As things stand out now, the 2010 elections–with its new automated system–will push through as scheduled. In the same breath, it can be said that the alternative scenarios–whether within or outside the context of the elections–also thrive in the people’s mind as energetically.

First, there is the scenario of the automated cheating. This scenario assumes that the Comelec, the Smartmatic-TIM joint venture company, the PPCRV citizen arm, and the watchers of the political parties are co-conspirators in this grand scheme.This entails the subversion of the source code and improper programming of both the Precinct Count Optical Scan (PCOS) machine and the consolidation servers at various levels.

A variation on this theme is the interception of the election return data and substitution at the lower levels of the process. Again, this will require inside knowledge in both Comelec and Smartmatic-TIM. The brouhaha over alleged jammers is within this scenario.

Another variation is the sabotage of the PCOS machines in certain controlled areas, reversion to the manual system of counting and canvassing, doing the cheating according to the old ways, and inserting the results  into the automated system.

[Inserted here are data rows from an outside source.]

PR #415, opened 2022-04-29
builder: implement tar like build

imeoer:
Enable `inline-bootstrap` option to merge the blob and bootstrap into one
file. We need some header to index the location of the blob and bootstrap,
this patch uses a tar header structure that arranges the data as follows:

`blob_data | blob_tar_header | bootstrap_data | boostrap_tar_header`

This is a tar-like structure, except that we put the tar header after the
data. The advantage is that we do not need to determine the size of the data
first, so that we can write the blob data by stream without seek to improve
the performance of the blob dump by using fifo, if we need to read the bootstrap
data quickly, first need to read the 512 bytes tar header from the end of blob
file first, and then seek offset to read bootstrap data.

Related PR: https://github.com/containerd/nydus-snapshotter/pull/44

### DIFF
--- a/src/bin/nydus-image/builder/diff.rs
+++ b/src/bin/nydus-image/builder/diff.rs
@@ -305,7 +305,8 @@ fn dump_blob(
     blob_nodes: &mut Vec<Node>,
     chunk_dict: Arc<dyn ChunkDict>,
 ) -> Result<(Option<BlobContext>, ChunkMap)> {
-    let mut blob_ctx = BlobContext::new(blob_id, blob_storage, ctx.blob_offset)?;
+    let mut blob_ctx =
+        BlobContext::new(blob_id, blob_storage, ctx.blob_offset, ctx.inline_bootstrap)?;
     blob_ctx.set_chunk_dict(chunk_dict);
     blob_ctx.set_chunk_size(ctx.chunk_size);
     blob_ctx.set_meta_info_enabled(ctx.fs_version == RafsVersion::V6);
@@ -324,7 +325,10 @@ fn dump_blob(
         blob_nodes,
         &mut chunk_cache,
     )? {
-        blob_ctx.finalize()?;
+        let blob_id = blob_ctx.blob_id();
+        if let Some(writer) = &mut blob_ctx.writer {
+            writer.finalize(blob_id)?;
+        }
         Some(blob_ctx)
     } else {
         None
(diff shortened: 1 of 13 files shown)


src/bin/nydus-image/builder/diff.rs
```diff
@@ -792,7 +797,7 @@ impl DiffBuilder {
         for (snapshot_idx, worker) in workers.into_iter().enumerate() {
             // FIXME: the behavior of build with diff is not working.
```
bergwolf, line 798: Is this still the case?

src/bin/nydus-image/builder/directory.rs
```diff
@@ -134,10 +138,12 @@ impl Builder for DirectoryBuilder {
         )?;
 
         // Dump blob file
+        let fifo = ctx.inline_bootstrap;
         let mut blob_ctx = BlobContext::new(
             ctx.blob_id.clone(),
             ctx.blob_storage.clone(),
             ctx.blob_offset,
+            fifo,
```
bergwolf, line 146: Just use `ctx.inline_bootstrap`.

src/bin/nydus-image/builder/stargz.rs
```diff
@@ -577,7 +577,9 @@ impl StargzBuilder {
         let mut decompressed_blob_size = 0u64;
         let mut compressed_blob_size = 0u64;
         let blob_index = blob_mgr.alloc_index()?;
-        let mut blob_ctx = BlobContext::new(ctx.blob_id.clone(), ctx.blob_storage.clone(), 0)?;
+        let fifo = ctx.inline_bootstrap;
+        let mut blob_ctx =
+            BlobContext::new(ctx.blob_id.clone(), ctx.blob_storage.clone(), 0, fifo)?;
```
bergwolf, line 582: can drop the `fifo` variable.

src/bin/nydus-image/builder/diff.rs
imeoer: The diff build includes two methods，`build_with_hint` (for overlayfs snapshot) and `build_with_diff` (for non-overlayfs snapshot, for example devmapper snapshot), currently we only use `build_with_hint` in acceld + containerd + overlayfs snapshotter, the support of non-overlayfs snapshotter has not been tested in detail, so a FIXME is still needed here.

src/bin/nydus-image/builder/directory.rs
imeoer: Fixed.

src/bin/nydus-image/builder/stargz.rs
imeoer: Fixed.

bergwolf (approved):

Allegedly, there is the estimate that only 15% or even less of the votes cast need to be compromised in this manner to influence even the presidential election results, especially if it is a tight contest.

In this light, it is important to note the figures cited by Bishop Cruz and the PPCRV concerning the probable number of ghost or multiple registrants. Bishop Cruz cited the figure of 5 million while the PPCRV–based on its extrapolation of the 40,000 Davao multiple registrants–put it at 3.2 million. If true, these numbers can certainly affect the outcome of the presidential elections if not effectively prevented.

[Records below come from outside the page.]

PR #418, opened 2022-05-07
cat heredoc will not work with sudo

wanderxjtu:
`sudo cat > SOMEPATH <<EOF` won't work when user has no permission to write to SOMEPATH.
Using `sudo tee SOMEPATH` instead.


bergwolf (approved):
Thanks!

bergwolf:
Thanks @wanderxjtu!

Second, there is the scenario of no-election, no-proclamation. The most realistic variant of this scenario is the prevention of voting in 15% or even less of the actual voters come election day. In a tight contest, this can effectively prevent the immediate proclamation of the winner in the presidential contest.

Allegedly, this will happen in the ARMM and other areas controlled by warlords or political dynasts. If stretched to the limit, it may even prevent the proclamation of the new president and vice-president–possibly to include the successors.

The extreme scenario is martial law declaration or even just a declaration of a state of emergency. This requires foisting a breakdown of peace and order on a nationwide scale or of national significance. The object supposedly is to sweep aside the elections and set up a caretaker government beyond June 30, 2010. This is a possible but remote scenario.

All the alternative scenarios may or may not be hatching. However, they offer the challenges to the conduct of a credible, fair and free May 2010 elections.